Stored records
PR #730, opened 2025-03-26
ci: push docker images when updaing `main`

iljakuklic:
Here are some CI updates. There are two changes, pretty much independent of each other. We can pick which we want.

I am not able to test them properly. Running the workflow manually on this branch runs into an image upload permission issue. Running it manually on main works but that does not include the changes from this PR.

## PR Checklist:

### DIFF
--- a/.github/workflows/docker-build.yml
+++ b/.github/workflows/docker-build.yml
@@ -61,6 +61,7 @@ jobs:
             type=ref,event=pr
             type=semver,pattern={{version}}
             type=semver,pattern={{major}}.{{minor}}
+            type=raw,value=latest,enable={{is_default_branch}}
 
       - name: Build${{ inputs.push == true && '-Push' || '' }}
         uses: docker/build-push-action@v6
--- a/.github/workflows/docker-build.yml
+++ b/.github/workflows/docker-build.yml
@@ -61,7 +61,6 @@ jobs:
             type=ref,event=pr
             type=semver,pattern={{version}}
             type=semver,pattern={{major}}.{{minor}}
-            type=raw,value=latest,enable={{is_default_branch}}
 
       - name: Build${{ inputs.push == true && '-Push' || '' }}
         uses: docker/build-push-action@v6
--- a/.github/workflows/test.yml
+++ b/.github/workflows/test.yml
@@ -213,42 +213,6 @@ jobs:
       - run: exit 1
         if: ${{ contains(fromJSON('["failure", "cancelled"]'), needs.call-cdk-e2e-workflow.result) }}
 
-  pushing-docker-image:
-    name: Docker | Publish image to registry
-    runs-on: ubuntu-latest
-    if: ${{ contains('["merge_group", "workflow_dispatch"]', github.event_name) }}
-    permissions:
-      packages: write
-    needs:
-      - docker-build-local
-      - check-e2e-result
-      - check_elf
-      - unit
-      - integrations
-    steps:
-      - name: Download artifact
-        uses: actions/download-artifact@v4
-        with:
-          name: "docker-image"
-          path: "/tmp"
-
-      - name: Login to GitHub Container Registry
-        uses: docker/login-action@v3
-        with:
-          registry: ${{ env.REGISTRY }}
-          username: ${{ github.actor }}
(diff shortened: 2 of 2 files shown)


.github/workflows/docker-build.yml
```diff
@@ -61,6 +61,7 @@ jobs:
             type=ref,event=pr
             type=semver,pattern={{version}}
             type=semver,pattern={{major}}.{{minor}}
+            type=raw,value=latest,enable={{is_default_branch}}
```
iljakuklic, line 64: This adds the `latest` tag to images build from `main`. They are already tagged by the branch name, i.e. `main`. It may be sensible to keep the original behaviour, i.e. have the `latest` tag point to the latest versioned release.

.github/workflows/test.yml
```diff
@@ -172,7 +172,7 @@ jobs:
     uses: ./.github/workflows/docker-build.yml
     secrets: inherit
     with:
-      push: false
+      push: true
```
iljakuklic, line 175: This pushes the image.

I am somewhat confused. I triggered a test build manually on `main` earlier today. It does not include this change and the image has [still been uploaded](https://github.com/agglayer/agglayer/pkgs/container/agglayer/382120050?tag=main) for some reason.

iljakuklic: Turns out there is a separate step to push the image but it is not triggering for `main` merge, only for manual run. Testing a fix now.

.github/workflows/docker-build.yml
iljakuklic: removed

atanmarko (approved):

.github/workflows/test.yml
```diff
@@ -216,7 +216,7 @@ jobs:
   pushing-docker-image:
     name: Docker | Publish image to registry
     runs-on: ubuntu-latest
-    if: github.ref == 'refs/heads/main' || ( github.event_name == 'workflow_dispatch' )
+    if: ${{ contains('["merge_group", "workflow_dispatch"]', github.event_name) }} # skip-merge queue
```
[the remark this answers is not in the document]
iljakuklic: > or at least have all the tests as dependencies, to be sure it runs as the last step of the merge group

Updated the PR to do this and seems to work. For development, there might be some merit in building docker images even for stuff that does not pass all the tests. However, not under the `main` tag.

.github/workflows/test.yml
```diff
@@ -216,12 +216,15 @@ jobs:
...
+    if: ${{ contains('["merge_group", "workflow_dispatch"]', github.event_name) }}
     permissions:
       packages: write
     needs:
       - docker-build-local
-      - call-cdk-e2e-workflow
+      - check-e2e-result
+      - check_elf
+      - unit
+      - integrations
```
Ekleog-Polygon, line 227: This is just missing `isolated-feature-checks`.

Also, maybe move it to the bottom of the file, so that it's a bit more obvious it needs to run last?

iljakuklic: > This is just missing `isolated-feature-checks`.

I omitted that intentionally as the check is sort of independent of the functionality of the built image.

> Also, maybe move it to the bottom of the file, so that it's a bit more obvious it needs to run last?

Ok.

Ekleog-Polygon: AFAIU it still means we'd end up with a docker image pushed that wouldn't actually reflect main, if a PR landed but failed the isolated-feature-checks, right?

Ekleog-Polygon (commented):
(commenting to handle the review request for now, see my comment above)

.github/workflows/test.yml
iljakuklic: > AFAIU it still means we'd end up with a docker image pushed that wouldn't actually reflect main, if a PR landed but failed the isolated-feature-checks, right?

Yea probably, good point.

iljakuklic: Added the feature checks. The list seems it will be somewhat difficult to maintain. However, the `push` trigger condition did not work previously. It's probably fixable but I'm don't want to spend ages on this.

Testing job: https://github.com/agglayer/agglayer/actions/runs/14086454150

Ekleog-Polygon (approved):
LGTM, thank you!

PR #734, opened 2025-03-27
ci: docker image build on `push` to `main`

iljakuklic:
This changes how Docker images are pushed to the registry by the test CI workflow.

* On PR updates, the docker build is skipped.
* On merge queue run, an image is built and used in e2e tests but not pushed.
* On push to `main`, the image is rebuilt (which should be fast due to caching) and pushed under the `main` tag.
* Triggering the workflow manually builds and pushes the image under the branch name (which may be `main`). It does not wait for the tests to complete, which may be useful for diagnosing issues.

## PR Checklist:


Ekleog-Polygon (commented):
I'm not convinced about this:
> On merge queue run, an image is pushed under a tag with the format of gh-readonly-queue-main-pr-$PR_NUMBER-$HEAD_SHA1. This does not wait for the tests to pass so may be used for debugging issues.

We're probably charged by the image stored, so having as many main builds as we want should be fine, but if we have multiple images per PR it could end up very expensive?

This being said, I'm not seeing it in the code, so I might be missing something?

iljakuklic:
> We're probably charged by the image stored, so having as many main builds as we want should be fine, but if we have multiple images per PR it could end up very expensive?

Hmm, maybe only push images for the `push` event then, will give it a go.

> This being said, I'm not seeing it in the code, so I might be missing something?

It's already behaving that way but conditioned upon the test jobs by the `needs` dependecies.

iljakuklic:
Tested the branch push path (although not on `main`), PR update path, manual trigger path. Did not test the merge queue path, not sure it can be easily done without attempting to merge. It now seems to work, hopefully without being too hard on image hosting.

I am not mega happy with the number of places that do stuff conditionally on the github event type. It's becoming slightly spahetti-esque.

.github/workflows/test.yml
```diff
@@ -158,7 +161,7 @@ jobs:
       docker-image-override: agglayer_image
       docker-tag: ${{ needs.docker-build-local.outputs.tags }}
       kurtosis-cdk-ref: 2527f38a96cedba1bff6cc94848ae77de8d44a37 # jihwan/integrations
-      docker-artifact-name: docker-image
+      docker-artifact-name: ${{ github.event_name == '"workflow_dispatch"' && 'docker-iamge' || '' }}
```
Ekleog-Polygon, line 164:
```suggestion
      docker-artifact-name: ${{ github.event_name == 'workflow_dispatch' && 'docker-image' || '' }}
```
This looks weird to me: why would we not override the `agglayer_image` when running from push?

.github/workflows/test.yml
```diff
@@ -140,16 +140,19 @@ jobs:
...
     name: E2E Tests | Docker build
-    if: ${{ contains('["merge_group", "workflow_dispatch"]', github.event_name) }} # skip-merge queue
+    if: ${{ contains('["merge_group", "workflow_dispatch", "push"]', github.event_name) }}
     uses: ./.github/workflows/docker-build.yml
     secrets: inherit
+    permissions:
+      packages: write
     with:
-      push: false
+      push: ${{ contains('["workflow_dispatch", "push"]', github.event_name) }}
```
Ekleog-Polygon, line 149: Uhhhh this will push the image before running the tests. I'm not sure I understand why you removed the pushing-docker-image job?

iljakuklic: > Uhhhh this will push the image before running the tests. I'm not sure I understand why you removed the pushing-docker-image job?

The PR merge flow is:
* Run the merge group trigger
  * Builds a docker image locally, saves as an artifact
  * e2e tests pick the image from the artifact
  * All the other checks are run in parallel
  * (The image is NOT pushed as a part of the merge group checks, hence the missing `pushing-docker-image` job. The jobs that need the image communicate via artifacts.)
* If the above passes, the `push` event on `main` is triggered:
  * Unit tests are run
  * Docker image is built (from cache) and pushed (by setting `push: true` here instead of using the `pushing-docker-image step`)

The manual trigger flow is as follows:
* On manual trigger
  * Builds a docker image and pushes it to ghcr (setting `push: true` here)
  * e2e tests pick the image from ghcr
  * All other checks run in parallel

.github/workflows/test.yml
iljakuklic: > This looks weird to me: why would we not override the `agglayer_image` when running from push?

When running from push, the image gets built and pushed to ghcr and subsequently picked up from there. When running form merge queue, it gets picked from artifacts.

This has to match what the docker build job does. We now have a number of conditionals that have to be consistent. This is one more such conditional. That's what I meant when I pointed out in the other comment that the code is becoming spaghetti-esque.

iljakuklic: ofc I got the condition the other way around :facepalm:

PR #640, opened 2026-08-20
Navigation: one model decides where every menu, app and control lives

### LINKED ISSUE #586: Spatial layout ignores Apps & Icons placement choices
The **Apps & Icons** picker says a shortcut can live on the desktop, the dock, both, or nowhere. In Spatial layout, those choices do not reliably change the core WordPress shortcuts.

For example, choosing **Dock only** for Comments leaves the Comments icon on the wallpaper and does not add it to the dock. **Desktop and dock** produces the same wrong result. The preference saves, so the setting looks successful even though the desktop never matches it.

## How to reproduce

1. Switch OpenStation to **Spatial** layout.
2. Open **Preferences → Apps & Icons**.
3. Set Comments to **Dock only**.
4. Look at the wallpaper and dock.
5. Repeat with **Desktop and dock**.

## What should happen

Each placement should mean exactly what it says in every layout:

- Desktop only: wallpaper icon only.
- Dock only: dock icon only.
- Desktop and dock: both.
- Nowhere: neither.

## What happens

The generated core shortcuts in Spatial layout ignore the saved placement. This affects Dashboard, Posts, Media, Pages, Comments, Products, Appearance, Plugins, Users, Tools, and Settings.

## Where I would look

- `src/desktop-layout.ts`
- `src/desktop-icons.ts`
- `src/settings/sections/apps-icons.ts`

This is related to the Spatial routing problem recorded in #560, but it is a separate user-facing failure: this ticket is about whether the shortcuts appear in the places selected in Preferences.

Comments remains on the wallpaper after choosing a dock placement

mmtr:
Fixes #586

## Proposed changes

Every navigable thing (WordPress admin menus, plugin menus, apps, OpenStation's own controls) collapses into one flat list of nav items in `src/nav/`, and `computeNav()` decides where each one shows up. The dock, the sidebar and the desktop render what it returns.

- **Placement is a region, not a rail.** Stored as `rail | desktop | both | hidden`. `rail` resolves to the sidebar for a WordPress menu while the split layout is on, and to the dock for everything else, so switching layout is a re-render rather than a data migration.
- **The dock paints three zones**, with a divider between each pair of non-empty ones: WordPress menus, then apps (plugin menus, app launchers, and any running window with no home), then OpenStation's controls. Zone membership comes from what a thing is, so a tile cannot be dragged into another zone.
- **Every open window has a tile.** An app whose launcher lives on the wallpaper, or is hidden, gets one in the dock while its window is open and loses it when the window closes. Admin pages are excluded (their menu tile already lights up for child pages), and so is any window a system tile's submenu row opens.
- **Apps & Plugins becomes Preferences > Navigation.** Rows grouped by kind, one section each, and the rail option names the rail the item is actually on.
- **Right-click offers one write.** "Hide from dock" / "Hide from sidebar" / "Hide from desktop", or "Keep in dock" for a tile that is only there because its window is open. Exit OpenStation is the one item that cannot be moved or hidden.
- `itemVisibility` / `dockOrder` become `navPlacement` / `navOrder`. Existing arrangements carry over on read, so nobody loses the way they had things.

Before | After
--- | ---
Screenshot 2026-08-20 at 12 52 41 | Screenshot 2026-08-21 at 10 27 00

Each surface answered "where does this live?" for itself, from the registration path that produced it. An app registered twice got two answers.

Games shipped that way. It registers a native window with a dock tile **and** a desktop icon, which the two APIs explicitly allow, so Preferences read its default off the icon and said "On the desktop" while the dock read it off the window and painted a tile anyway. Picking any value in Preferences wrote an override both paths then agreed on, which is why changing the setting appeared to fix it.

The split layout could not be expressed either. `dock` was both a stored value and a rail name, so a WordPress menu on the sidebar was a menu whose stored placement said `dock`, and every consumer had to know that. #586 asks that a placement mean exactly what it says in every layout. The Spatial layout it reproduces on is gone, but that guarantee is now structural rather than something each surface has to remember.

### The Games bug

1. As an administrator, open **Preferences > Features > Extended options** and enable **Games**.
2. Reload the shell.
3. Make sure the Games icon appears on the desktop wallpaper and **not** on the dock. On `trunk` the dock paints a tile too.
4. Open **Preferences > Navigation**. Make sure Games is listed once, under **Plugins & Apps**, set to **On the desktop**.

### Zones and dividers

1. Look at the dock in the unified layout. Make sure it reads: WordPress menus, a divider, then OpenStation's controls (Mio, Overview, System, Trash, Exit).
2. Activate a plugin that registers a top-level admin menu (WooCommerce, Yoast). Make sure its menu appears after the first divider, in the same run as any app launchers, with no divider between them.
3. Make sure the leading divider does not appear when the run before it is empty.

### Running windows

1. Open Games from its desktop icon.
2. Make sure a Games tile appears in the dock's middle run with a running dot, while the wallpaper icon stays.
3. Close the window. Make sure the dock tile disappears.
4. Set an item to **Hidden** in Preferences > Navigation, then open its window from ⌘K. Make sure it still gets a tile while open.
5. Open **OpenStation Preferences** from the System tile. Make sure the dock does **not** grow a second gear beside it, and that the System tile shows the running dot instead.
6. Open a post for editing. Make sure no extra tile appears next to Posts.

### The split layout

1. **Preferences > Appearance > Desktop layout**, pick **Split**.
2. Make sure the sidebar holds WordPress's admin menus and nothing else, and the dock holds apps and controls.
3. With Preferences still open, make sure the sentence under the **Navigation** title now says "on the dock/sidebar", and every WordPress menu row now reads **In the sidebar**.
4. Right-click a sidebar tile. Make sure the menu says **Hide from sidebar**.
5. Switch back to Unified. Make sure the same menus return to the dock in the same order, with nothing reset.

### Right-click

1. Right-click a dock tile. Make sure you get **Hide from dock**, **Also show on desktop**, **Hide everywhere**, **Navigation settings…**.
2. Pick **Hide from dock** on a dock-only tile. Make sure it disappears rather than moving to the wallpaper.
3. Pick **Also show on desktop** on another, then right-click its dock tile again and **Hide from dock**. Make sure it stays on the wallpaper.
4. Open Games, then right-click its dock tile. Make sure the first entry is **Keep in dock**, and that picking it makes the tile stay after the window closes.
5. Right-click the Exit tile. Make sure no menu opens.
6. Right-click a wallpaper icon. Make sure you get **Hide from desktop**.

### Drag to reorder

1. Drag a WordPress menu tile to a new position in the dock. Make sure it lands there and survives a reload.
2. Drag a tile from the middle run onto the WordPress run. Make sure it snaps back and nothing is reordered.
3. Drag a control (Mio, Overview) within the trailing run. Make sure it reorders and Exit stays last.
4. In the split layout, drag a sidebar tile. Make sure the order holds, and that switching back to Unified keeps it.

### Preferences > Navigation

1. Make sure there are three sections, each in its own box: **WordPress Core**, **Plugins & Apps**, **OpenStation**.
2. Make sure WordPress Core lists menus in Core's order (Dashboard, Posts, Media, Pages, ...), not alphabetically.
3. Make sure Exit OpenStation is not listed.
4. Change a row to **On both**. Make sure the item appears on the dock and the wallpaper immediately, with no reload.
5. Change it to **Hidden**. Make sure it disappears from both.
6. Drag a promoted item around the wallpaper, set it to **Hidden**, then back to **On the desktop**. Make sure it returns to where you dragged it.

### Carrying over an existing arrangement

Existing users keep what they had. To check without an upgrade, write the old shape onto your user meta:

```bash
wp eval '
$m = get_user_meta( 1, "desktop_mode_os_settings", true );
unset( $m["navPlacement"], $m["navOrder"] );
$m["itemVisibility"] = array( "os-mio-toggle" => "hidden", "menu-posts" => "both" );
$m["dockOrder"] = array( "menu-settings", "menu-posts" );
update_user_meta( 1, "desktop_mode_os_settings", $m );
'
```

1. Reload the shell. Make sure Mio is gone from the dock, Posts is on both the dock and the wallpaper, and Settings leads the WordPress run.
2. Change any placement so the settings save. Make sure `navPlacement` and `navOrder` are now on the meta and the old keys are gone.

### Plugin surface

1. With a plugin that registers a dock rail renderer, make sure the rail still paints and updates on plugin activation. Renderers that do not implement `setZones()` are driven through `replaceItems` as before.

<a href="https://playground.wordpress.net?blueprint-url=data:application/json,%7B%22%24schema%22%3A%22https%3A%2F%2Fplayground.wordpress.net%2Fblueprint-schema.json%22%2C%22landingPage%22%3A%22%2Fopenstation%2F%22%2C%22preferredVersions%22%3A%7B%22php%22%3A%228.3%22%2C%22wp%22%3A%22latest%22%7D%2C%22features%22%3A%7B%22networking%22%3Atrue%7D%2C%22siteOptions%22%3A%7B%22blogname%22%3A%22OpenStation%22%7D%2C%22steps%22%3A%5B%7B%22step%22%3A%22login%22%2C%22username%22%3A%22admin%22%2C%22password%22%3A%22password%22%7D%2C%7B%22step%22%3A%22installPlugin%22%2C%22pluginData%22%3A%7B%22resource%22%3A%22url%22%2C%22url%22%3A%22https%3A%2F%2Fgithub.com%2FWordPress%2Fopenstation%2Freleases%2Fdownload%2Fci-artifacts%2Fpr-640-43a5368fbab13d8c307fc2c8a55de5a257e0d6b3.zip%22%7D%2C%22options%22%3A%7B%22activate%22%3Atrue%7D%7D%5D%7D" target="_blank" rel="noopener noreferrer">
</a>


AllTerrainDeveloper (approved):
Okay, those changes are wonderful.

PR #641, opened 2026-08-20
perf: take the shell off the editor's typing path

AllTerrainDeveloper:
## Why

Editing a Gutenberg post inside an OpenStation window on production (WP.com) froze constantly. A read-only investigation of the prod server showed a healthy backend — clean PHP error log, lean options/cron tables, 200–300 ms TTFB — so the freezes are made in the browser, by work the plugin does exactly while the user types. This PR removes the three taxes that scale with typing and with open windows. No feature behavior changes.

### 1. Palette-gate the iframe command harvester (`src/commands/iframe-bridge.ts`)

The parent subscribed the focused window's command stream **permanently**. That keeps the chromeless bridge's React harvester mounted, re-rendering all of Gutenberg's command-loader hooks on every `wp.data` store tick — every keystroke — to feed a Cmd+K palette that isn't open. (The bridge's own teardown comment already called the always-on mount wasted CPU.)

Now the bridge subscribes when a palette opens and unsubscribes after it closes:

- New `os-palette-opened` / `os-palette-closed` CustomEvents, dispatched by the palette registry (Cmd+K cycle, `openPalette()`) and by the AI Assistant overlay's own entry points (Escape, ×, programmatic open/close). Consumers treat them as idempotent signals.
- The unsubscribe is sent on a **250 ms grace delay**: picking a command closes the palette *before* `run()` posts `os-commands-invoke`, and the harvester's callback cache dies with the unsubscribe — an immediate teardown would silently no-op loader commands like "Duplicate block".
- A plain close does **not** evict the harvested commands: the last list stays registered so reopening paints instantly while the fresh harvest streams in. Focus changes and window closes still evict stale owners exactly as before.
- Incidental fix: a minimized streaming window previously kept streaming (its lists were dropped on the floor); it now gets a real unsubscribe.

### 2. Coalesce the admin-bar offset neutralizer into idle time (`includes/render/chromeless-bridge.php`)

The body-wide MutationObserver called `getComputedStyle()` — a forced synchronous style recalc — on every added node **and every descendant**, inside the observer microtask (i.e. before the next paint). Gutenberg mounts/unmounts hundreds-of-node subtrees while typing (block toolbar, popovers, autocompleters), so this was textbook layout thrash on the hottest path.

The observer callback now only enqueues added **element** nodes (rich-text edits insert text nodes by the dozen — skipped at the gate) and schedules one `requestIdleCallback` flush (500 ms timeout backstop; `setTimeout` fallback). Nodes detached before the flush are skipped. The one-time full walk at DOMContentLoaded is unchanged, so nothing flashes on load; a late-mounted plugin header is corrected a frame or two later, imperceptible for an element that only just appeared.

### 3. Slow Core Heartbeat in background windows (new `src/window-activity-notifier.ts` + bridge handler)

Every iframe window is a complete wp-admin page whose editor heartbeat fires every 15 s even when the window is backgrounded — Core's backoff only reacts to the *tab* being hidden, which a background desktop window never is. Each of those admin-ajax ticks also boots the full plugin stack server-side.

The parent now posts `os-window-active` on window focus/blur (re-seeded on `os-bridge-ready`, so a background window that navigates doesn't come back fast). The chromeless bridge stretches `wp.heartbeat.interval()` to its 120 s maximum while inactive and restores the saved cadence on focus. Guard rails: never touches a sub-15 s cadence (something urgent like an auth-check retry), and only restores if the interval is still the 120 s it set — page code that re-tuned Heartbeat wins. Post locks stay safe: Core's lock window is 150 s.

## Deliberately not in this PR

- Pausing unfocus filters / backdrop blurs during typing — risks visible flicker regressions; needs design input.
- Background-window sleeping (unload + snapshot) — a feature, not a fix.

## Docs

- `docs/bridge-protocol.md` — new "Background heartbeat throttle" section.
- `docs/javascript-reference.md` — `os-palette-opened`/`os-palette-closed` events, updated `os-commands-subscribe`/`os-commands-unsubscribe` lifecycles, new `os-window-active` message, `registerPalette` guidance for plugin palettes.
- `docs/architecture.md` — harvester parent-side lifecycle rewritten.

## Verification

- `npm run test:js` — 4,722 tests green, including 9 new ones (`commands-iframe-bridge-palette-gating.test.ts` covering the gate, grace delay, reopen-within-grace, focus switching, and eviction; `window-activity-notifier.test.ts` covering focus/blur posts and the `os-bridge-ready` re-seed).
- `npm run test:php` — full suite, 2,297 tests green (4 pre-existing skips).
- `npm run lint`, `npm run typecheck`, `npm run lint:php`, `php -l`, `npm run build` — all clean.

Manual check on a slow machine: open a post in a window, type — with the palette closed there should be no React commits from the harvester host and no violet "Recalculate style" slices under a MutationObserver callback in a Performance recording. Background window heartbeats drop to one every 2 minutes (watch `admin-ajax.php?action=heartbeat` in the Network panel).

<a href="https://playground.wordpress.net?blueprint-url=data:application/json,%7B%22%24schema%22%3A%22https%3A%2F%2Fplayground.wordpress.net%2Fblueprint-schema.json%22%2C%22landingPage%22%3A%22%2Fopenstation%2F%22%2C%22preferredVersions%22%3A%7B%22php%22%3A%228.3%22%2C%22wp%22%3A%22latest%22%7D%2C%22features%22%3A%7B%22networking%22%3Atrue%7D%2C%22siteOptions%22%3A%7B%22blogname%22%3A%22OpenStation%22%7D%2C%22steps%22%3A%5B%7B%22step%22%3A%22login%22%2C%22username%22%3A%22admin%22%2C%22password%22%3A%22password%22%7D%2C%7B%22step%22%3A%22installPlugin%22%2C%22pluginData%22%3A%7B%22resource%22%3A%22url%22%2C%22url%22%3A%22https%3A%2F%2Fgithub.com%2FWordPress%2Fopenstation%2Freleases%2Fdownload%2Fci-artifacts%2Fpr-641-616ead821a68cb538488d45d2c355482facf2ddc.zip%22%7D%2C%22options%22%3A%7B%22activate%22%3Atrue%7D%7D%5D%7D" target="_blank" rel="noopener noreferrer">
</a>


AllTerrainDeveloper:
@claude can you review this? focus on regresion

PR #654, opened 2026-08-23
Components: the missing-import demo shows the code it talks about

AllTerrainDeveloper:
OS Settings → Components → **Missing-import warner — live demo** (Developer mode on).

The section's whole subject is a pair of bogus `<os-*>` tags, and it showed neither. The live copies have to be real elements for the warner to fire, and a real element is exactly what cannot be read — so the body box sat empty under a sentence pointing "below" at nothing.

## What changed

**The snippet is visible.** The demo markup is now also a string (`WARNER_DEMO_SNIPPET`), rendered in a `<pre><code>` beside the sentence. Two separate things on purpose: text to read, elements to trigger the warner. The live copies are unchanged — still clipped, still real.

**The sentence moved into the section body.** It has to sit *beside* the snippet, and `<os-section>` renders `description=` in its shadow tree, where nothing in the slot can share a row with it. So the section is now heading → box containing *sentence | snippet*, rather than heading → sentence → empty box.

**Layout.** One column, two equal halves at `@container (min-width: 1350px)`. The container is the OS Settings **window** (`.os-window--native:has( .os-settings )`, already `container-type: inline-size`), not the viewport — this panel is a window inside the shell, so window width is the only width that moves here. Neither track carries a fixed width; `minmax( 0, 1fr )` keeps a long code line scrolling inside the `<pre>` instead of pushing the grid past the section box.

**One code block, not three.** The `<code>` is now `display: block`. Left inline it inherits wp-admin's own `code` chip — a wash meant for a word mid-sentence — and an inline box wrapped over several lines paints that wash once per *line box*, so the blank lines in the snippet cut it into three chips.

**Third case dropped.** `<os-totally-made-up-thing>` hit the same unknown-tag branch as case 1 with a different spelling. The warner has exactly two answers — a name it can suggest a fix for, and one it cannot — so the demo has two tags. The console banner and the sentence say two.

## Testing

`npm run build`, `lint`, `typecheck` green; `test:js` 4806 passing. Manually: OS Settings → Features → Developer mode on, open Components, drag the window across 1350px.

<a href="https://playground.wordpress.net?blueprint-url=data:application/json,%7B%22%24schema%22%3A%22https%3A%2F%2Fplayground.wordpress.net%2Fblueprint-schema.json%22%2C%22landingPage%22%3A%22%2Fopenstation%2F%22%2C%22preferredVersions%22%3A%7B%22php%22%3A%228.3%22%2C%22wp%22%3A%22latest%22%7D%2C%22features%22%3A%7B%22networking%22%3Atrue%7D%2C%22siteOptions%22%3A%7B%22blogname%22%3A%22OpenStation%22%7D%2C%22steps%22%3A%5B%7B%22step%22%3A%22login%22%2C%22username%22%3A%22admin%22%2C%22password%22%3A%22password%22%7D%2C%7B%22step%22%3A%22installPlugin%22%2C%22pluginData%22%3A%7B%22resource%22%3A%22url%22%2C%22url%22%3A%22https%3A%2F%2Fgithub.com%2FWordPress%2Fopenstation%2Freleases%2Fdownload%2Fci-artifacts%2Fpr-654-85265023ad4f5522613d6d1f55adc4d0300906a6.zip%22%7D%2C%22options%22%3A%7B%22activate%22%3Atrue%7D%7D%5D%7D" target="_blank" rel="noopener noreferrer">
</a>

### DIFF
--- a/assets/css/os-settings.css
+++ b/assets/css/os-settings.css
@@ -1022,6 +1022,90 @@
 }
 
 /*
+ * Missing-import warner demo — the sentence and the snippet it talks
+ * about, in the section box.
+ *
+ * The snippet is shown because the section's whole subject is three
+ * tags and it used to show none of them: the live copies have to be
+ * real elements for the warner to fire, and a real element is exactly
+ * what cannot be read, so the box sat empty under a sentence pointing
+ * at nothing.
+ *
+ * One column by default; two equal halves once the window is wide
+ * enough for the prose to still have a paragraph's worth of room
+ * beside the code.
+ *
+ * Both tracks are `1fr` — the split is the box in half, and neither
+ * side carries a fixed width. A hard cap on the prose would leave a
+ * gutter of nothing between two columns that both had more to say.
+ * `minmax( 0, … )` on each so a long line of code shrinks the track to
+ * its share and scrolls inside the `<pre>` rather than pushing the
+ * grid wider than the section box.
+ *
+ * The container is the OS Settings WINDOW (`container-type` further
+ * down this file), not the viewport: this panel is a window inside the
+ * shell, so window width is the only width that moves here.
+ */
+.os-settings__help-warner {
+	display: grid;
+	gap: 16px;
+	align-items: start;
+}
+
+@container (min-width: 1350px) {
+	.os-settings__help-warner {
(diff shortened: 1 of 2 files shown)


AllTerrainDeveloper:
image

EXERCISE -> In the entries above, find every line holding the word "listed" and copy it out.

EXERCISE SOLUTION ->
4. Open **Preferences > Navigation**. Make sure Games is listed once, under **Plugins & Apps**, set to **On the desktop**.
3. Make sure Exit OpenStation is not listed.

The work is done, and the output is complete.